目次
カーリースの料金は経費にできる!車の購入との比較
はじめに、事業用の車の費用を経費にするうえで「これは知っておきたい!」という基本知識から見ていきましょう。
カーリースと車の購入では、経費計上の方法が違う
事業用の車を次の3つの方法で利用・購入した場合、経費計上の方法が変わってきます。
- カーリース
- 車を購入(現金一括払い)
- 車を購入(ローン払い)
それぞれの具体的な経費計上の方法を見ていきましょう。
・カーリースの料金を経費計上するときの方法
カーリースの料金を経費計上するときの方法はシンプルです。たとえば、カーリースの料金が毎月5万円であれば、この5万円をそのまま経費計上※できます。
※ 家事按分のない場合。家事按分については後ほど解説
また、カーリース料金に、下記の費用が組み込まれているので、これらを別々に経費計上する手間もかかりません。
- 車関連の税金
- 車検代
- メンテナンス費
ただし、これらの費用がどこまでリース料金に含まれているかは、カーリース会社やプランによって変わってきます。
・車を購入(現金一括払い)した場合の経費計上の方法
一方、車の購入を選択すると、カーリースのときと比べて経費計上の仕組みが複雑になります。

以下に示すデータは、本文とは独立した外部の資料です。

PR #7393, opened 2025-12-16
OCPBUGS-66211: fix(azure): preserve defaulted values in Infrastructure status

bryan-cox:

Fixes an issue where the Azure platform reconciliation in HyperShift was replacing the entire `AzurePlatformStatus` struct, which inadvertently reverted API-defaulted fields like `CloudLoadBalancerConfig` and `IPFamily` to nil/empty values.

This caused the HCCO to continuously update the Infrastructure resource as the defaulting controller fought with the reconciliation loop, resulting in errors like:
```
Object got updated more than one time without a no-op update, this indicates hypershift incorrectly reverting defaulted values
```

### Changes:
1. Only initialize the `AzurePlatformStatus` struct if it's nil, preserving any defaulted values
2. Read the cloud name from `hcp.Spec.Platform.Azure.Cloud` instead of hardcoding `AzurePublicCloud`, falling back to `AzurePublicCloud` if not specified
3. Only update the specific fields HyperShift explicitly manages (`CloudName` and `ResourceGroupName`)

A part of OCPBUGS-66211

The change is minimal and targeted - instead of replacing the entire struct, we now:
1. Only initialize the struct if it's nil
2. Properly derive CloudName from the HCP spec with a sensible default
3. Update only the fields HyperShift explicitly manages

## Checklist:

### DIFF
--- a/support/globalconfig/infrastructure.go
+++ b/support/globalconfig/infrastructure.go
@@ -82,7 +82,11 @@ func ReconcileInfrastructure(infra *configv1.Infrastructure, hcp *hyperv1.Hosted
 		if infra.Status.PlatformStatus.Azure == nil {
 			infra.Status.PlatformStatus.Azure = &configv1.AzurePlatformStatus{}
 		}
-		infra.Status.PlatformStatus.Azure.CloudName = configv1.AzurePublicCloud
+		cloudName := configv1.AzureCloudEnvironment(hcp.Spec.Platform.Azure.Cloud)
+		if cloudName == "" {
+			cloudName = configv1.AzurePublicCloud
+		}
+		infra.Status.PlatformStatus.Azure.CloudName = cloudName
 		infra.Status.PlatformStatus.Azure.ResourceGroupName = hcp.Spec.Platform.Azure.ResourceGroupName
 	case hyperv1.PowerVSPlatform:
 		infra.Status.PlatformStatus.PowerVS = &configv1.PowerVSPlatformStatus{


support/globalconfig/infrastructure.go
```diff
@@ -79,10 +79,11 @@ func ReconcileInfrastructure(infra *configv1.Infrastructure, hcp *hyperv1.Hosted
...
 	case hyperv1.AzurePlatform:
 		infra.Spec.CloudConfig.Name = "cloud.conf"
-		infra.Status.PlatformStatus.Azure = &configv1.AzurePlatformStatus{
-			CloudName:         configv1.AzurePublicCloud,
-			ResourceGroupName: hcp.Spec.Platform.Azure.ResourceGroupName,
+		if infra.Status.PlatformStatus.Azure == nil {
+			infra.Status.PlatformStatus.Azure = &configv1.AzurePlatformStatus{}
 		}
+		infra.Status.PlatformStatus.Azure.CloudName = configv1.AzurePublicCloud
+		infra.Status.PlatformStatus.Azure.ResourceGroupName = hcp.Spec.Platform.Azure.ResourceGroupName
```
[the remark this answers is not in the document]
bryan-cox: Yeah I'll change that

support/globalconfig/infrastructure.go
```diff
@@ -82,7 +82,11 @@ func ReconcileInfrastructure(infra *configv1.Infrastructure, hcp *hyperv1.Hosted
 		if infra.Status.PlatformStatus.Azure == nil {
 			infra.Status.PlatformStatus.Azure = &configv1.AzurePlatformStatus{}
 		}
-		infra.Status.PlatformStatus.Azure.CloudName = configv1.AzurePublicCloud
+		cloudName := configv1.AzureCloudEnvironment(hcp.Spec.Platform.Azure.Cloud)
```
csrwng, line 85: These are not the same constants. I believe you'll need to add a mapping function.

bryan-cox: The direct type conversion is actually valid here - both types use the same underlying string values. Looking at both APIs:

- **HyperShift API** (`hyperv1.AzurePlatformSpec.Cloud`): `string` with enum `AzurePublicCloud;AzureUSGovernmentCloud;AzureChinaCloud;AzureGermanCloud;AzureStackCloud`
- **configv1 API** (`configv1.AzureCloudEnvironment`): `type AzureCloudEnvironment string` with enum `"";AzurePublicCloud;AzureUSGovernmentCloud;AzureChinaCloud;AzureGermanCloud;AzureStackCloud`

The string values are identical between both APIs. The only difference is configv1 also allows empty string, which we handle on lines 86-88 by defaulting to `AzurePublicCloud`.

Since both are backed by `string` and use the exact same values, the type conversion `configv1.AzureCloudEnvironment(hcp.Spec.Platform.Azure.Cloud)` works correctly.

I did check for an existing mapping function - `GetAzureCloudConfiguration` in `support/azureutil/azureutil.go` maps to Azure SDK's `cloud.Configuration`, not to `configv1.AzureCloudEnvironment`. Happy to add an explicit mapping function if you'd prefer that for clarity, but the current approach is type-safe.

---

まず、現金一括払いで車を購入した場合ですが、車の取得価額を一度に経費計上することはできません。車の取得価額をいったん固定資産(車両運搬具)として計上し、その一部を毎年度、経費計上していくのが税制のルールです。
なぜ、このような手続きが必要なのでしょうか。車、建物、機械設備といった事業に使う資産は、長期間に渡って使っていくものなので、その使用可能期間に合わせて分割して経費化していくという考え方に基づくからです。
そのため、今期は儲かったから1,000万円の高級車を購入し、1,000万円を一気に経費計上して節税するということはできません。

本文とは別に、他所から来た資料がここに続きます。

PR #7399, opened 2025-12-16
OCPBUGS-69447: feat(updates): enable CVO metrics access with RHOBS monitoring flag

Chee-Lu:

なお、その年度の減価償却費(経費計上できる金額)がどれくらいになるかは、次の2つの要素で決まってきます。
- 車の取得価額
- 法定耐用年数
ここでいう法定耐用年数とは、車の使用可能期間のこと。新車であれば、普通自動車が6年、軽自動車が4年と定められています。減価償却費は、「車の取得費用」に法定耐用年数で割り出した「償却率」をかけて割り出します(定額法の場合)。
参照:国税庁「減価償却のあらまし」
・車を購入(ローン払い)した場合の経費計上の方法
車をローンで購入した場合も、カーリースのときと比べて経費計上の仕組みが複雑になります。大きく次の2つの経費処理が必要です。1つ目の処理は、車の購入費用を固定資産として計上し、減価償却費として経費処理していくものです。
そして、2つ目の処理は、ローンの返済金額のうち、利息分を経費計上していくものです。ただし、ローンの元本部分は経費計上できません。理由は、車の取得価額(=元本)は減価償却費として期間をかけて計上していくからです。
車の費用を経費計上するときのポイント「家事按分」
個人事業主が車の費用を経費計上するなら、「家事按分」は絶対に抑えておきたい部分です。家事按分は、カーリース、車購入どちらを選んでも経費計上で関わってくる可能性があります。
家事按分とは、車の費用(ガソリン代やメンテナンス費も含む)、賃料、光熱費・通信費などを「事業で使った分」と「プライベートで使った分」に区分して経費計上することをいいます。
たとえば、走行距離の記録や利用した曜日などにもとづき、「事業8:プライベート2」で車を使っているなら、8:2のうち、8の部分だけを経費計上できます。
カーリースの料金を経費にしたときのメリット・デメリット
車の購入と比べると、カーリースには経費処理で以下のメリットがあります。ただし、デメリットもありますので、両方を把握したうえで「カーリースの選択がベストか」を判断しましょう。
カーリースの料金を経費にしたときのメリット
・メリット1.支出を効率的に経費化できる
個人事業主や経営者・財務担当者などであれば、支出を効率的に経費化することで節税効果を高めたいのではないでしょうか。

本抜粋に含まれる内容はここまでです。